#### Dataset entries:
+---+

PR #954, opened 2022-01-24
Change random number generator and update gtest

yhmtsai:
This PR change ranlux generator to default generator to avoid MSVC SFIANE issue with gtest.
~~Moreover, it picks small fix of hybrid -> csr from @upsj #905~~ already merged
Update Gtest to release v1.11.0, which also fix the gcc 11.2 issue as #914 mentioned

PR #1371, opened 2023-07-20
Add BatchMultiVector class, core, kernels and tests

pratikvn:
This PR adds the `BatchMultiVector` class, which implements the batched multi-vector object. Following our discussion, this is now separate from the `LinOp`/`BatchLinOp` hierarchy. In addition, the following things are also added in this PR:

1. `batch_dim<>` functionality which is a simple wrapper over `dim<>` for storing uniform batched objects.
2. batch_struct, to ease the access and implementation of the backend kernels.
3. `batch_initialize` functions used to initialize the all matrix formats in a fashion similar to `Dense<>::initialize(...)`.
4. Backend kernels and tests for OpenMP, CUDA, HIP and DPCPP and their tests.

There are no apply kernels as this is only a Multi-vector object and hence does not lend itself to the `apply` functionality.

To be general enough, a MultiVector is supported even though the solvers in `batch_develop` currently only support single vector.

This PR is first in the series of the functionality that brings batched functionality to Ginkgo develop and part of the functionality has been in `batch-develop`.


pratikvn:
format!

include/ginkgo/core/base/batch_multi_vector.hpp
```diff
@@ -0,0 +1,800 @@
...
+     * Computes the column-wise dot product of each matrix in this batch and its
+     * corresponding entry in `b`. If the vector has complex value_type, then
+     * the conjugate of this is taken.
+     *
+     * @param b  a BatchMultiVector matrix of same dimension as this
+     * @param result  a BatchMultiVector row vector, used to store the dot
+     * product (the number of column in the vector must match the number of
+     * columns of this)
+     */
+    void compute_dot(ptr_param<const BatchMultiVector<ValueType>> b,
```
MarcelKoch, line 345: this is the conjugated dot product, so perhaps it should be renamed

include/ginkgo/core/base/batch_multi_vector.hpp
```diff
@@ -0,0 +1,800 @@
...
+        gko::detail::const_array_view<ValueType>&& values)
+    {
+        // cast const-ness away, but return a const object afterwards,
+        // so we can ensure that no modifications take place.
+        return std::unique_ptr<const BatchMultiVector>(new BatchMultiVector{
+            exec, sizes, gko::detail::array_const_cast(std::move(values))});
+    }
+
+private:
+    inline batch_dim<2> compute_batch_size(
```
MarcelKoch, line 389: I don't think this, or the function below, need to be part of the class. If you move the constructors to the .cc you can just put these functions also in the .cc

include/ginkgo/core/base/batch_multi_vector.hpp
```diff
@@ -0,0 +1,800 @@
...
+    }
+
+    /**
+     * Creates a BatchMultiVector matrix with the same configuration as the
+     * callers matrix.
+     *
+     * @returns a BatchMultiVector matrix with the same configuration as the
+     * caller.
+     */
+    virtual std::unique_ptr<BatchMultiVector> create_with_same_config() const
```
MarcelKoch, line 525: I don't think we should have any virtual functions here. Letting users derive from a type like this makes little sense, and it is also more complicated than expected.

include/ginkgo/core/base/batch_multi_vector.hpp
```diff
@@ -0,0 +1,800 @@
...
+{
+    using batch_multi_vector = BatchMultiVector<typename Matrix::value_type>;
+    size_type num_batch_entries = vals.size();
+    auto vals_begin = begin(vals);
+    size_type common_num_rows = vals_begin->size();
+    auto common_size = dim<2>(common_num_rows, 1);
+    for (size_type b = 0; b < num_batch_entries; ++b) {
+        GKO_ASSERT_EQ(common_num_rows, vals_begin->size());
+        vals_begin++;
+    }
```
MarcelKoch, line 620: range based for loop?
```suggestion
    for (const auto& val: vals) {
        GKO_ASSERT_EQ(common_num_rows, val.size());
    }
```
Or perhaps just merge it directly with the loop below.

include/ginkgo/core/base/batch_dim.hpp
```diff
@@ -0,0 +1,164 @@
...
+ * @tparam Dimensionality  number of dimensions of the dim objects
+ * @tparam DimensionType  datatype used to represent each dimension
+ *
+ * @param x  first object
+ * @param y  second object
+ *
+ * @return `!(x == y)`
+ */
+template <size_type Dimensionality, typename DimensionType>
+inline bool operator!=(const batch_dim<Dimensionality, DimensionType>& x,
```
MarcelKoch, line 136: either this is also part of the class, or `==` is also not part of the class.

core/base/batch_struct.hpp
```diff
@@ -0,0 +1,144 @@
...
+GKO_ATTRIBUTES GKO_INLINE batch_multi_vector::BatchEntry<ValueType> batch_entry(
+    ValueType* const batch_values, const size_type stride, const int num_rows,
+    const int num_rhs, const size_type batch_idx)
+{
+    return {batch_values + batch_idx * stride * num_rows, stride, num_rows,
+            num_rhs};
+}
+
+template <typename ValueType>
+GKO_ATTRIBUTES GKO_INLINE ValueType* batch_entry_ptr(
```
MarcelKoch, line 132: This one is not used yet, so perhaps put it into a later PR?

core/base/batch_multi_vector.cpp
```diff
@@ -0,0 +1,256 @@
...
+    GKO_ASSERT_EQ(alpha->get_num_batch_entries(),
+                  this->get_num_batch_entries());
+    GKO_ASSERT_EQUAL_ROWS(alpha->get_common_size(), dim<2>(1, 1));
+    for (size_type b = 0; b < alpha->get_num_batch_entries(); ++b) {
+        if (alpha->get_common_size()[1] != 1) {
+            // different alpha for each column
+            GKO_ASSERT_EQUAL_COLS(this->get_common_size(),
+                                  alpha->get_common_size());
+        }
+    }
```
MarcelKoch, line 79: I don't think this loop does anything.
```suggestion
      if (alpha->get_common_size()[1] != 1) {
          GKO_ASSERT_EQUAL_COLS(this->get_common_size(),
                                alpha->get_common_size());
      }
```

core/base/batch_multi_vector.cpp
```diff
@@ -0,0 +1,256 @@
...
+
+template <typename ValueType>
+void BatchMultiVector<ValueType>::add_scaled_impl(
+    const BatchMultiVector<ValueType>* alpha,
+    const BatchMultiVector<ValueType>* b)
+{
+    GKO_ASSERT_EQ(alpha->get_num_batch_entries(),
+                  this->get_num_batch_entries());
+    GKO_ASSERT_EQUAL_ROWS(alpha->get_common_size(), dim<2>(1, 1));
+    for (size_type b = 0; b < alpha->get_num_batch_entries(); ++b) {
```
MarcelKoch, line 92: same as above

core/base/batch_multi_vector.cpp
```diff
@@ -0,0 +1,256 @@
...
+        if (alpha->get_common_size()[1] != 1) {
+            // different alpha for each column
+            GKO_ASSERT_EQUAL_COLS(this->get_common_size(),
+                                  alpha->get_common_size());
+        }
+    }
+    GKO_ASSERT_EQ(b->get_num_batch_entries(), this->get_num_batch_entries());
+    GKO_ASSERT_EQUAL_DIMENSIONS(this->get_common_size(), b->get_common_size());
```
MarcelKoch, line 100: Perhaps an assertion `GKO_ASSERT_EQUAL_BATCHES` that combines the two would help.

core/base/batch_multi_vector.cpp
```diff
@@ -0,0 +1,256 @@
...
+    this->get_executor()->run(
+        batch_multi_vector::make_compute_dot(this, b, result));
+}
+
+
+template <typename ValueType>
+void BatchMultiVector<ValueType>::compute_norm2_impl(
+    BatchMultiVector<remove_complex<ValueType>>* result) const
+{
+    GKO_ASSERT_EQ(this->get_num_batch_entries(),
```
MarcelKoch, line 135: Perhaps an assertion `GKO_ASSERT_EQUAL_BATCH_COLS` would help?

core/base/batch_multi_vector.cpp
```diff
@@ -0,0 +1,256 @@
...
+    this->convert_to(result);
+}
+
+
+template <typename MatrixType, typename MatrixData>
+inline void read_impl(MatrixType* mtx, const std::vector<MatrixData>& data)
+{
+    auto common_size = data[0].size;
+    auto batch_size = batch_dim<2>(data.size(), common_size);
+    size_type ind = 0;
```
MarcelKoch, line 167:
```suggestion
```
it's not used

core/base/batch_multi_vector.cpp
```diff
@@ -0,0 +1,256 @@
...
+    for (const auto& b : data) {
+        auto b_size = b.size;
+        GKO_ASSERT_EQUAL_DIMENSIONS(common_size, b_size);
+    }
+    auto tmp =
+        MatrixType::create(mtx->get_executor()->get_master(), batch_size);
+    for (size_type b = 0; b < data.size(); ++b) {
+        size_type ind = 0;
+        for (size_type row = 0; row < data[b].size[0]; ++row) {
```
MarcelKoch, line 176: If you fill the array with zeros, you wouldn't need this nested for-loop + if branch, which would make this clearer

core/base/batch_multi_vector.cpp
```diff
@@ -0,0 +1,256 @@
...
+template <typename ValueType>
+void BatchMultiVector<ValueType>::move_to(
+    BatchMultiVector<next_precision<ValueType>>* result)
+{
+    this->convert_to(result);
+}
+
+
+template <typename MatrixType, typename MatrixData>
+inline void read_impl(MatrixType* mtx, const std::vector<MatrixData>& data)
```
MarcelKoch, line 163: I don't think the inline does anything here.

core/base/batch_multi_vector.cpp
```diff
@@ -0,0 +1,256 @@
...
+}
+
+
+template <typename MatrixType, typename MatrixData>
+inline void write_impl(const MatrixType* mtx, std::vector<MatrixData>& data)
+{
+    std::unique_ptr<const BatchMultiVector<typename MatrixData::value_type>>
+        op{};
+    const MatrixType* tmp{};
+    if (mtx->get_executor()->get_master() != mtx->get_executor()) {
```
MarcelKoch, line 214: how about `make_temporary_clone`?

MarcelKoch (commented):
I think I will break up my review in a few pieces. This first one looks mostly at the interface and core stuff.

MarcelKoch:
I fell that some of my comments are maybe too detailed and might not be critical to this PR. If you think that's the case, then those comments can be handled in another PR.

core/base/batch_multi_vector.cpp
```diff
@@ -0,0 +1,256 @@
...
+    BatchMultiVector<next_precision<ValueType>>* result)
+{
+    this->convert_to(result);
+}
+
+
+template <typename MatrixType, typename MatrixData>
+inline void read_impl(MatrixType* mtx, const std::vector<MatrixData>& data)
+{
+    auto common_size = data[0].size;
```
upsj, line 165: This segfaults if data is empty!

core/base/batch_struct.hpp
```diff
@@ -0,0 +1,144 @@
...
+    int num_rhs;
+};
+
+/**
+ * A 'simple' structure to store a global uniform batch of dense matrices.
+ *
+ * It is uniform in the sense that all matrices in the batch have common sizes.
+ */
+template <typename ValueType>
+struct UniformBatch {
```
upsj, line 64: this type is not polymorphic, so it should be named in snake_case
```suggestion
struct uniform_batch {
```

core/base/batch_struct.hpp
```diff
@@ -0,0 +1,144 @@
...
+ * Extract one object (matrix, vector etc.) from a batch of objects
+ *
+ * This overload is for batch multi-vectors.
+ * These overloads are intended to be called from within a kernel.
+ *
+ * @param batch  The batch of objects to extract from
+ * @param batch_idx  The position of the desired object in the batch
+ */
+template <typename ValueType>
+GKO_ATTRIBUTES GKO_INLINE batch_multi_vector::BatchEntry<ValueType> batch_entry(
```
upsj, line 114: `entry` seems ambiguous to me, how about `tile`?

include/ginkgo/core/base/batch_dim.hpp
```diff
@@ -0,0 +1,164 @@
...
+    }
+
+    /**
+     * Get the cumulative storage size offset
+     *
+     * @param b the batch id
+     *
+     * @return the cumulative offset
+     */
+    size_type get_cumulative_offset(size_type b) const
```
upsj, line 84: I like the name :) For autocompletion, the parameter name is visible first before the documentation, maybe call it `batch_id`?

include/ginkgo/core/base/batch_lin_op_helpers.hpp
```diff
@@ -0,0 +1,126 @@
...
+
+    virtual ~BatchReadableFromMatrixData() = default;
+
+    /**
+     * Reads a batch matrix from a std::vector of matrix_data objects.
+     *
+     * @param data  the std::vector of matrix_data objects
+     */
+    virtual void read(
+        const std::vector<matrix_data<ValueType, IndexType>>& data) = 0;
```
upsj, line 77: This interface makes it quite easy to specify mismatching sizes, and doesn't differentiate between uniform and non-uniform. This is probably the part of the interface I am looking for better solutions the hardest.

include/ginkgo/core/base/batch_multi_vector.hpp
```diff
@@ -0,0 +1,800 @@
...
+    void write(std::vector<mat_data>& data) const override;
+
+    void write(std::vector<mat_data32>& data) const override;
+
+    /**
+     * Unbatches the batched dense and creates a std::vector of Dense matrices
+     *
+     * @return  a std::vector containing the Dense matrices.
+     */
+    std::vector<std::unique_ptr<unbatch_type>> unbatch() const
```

+---+

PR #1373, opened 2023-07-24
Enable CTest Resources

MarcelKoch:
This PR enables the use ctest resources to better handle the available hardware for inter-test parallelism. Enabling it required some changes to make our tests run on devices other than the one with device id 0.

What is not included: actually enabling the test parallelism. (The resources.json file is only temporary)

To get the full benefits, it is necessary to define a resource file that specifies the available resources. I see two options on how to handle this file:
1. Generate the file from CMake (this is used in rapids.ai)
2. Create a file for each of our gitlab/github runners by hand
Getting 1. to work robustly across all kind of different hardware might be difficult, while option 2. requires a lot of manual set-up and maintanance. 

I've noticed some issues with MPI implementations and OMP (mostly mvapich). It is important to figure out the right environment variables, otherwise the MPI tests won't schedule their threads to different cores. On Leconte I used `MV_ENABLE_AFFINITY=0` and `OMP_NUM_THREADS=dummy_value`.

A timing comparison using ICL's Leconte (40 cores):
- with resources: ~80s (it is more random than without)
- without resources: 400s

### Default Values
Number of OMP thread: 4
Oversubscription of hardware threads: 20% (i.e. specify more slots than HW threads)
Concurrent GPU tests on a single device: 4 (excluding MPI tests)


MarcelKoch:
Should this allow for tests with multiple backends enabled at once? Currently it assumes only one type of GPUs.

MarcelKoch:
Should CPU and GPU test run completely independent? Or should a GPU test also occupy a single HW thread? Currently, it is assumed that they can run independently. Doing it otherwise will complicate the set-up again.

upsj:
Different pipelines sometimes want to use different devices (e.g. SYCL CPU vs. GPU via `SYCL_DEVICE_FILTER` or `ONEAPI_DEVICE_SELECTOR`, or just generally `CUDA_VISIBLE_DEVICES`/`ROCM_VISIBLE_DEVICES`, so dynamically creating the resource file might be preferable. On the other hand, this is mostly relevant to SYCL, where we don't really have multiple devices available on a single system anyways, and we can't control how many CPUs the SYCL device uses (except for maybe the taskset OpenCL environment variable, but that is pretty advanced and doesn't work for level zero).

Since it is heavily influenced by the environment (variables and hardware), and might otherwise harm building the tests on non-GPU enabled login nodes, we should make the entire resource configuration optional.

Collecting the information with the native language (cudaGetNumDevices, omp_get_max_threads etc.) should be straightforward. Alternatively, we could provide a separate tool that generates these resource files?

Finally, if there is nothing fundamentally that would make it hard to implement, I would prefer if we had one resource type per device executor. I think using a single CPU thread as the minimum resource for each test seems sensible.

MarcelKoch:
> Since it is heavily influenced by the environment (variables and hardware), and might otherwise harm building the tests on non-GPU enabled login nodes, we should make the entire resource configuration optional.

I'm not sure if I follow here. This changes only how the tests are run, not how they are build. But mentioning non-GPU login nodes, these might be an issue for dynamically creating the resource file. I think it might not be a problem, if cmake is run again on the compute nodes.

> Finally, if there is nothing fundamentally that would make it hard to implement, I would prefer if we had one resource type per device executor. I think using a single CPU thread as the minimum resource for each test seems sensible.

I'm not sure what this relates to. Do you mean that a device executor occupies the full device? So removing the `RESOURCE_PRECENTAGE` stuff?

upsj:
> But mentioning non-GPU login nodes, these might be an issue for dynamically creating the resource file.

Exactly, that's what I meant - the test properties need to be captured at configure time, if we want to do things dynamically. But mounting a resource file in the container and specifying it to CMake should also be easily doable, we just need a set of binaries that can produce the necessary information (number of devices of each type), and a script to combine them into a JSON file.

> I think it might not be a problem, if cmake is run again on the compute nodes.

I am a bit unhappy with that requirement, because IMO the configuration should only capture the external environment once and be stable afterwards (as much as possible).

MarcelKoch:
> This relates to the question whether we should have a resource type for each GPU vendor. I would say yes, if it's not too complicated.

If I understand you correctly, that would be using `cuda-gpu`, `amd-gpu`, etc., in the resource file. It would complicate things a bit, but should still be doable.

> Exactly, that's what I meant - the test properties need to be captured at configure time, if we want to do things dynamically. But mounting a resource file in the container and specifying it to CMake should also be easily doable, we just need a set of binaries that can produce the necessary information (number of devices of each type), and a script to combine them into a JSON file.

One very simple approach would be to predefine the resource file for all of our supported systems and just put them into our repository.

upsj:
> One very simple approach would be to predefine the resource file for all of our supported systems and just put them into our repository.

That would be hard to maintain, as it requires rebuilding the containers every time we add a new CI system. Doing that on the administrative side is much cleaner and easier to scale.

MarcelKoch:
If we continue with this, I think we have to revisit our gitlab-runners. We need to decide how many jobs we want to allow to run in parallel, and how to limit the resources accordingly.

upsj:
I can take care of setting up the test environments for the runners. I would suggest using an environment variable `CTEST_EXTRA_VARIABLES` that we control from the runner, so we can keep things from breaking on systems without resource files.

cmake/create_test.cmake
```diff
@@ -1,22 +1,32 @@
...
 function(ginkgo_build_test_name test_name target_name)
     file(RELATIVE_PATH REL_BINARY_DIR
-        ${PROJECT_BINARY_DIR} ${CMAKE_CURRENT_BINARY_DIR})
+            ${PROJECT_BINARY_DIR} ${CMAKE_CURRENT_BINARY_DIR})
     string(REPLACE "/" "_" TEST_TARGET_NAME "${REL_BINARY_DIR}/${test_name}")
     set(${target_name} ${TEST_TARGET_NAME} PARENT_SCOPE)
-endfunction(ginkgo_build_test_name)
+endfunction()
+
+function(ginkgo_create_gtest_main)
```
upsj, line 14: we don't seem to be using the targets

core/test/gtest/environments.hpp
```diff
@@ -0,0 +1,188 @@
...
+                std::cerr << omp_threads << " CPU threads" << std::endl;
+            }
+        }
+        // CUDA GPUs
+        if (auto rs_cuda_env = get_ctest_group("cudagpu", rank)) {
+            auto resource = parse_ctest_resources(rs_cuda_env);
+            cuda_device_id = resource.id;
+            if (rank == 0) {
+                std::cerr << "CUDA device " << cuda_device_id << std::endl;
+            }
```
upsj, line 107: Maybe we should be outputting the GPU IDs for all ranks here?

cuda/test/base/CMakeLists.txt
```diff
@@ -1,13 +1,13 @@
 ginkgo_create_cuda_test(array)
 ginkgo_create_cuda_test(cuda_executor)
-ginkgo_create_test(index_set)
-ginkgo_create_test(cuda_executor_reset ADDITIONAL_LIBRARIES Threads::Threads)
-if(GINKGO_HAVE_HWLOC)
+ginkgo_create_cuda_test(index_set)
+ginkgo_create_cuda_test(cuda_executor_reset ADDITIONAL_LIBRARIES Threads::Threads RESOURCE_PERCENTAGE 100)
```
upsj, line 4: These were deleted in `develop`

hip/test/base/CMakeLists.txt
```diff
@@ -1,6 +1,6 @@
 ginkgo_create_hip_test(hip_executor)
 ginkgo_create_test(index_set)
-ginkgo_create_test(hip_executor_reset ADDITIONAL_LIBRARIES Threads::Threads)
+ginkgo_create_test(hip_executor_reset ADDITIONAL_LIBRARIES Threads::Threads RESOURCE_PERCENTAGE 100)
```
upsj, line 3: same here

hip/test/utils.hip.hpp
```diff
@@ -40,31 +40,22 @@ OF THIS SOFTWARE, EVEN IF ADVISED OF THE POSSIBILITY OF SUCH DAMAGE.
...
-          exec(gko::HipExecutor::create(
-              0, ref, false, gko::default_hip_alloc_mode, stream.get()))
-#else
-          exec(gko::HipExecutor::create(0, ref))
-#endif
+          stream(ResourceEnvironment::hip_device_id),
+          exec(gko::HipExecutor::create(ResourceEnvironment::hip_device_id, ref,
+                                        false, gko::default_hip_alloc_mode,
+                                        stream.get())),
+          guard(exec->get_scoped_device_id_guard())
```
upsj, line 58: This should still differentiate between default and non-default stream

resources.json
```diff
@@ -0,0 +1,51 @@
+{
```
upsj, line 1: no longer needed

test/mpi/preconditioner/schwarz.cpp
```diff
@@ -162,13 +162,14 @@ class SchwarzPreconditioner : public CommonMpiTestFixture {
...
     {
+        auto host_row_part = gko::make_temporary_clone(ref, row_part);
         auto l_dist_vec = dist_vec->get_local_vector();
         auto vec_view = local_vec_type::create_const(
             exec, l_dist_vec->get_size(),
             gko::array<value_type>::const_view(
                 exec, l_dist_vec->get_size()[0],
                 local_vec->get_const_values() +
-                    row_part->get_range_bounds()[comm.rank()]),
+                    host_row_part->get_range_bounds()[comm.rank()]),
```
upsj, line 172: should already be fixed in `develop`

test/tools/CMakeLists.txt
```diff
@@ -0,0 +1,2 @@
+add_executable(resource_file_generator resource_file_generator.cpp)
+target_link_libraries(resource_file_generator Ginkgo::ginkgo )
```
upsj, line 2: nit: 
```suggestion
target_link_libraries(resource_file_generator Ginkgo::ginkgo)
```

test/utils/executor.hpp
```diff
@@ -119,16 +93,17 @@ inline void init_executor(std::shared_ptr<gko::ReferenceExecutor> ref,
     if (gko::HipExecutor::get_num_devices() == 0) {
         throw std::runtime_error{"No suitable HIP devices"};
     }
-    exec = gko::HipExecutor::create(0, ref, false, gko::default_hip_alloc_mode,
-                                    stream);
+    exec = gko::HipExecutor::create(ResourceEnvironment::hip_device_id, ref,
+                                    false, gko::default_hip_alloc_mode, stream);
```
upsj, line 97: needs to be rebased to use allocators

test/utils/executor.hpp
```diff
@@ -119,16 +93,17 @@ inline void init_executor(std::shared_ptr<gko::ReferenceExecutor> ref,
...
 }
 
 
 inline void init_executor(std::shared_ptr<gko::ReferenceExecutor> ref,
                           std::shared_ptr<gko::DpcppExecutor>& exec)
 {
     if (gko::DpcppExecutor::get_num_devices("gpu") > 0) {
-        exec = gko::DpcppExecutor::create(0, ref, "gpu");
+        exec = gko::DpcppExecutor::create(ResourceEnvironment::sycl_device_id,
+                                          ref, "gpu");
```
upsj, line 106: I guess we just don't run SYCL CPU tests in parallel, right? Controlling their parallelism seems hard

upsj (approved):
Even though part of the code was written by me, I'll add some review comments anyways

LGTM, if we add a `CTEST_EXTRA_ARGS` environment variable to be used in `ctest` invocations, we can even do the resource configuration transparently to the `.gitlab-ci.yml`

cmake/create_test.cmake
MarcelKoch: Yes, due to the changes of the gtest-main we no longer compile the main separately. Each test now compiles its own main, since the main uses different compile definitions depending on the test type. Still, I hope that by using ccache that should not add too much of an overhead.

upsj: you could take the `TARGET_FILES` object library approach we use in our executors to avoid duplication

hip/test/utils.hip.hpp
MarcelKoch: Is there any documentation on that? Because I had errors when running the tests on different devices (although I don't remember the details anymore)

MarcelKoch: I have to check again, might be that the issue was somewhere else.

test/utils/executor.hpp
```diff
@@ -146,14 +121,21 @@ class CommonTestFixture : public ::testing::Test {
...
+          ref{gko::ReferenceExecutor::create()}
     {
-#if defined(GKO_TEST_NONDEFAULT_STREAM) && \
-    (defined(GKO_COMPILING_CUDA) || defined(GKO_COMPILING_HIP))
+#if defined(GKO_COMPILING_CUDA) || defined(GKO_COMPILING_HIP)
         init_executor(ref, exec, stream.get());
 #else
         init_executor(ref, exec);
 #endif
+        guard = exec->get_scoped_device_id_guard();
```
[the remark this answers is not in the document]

+---+

#### Exercise requirements:
Lines that contain "gitlab" are to be copied from the records above.

#### The answer:
2. Create a file for each of our gitlab/github runners by hand
If we continue with this, I think we have to revisit our gitlab-runners. We need to decide how many jobs we want to allow to run in parallel, and how to limit the resources accordingly.
LGTM, if we add a `CTEST_EXTRA_ARGS` environment variable to be used in `ctest` invocations, we can even do the resource configuration transparently to the `.gitlab-ci.yml`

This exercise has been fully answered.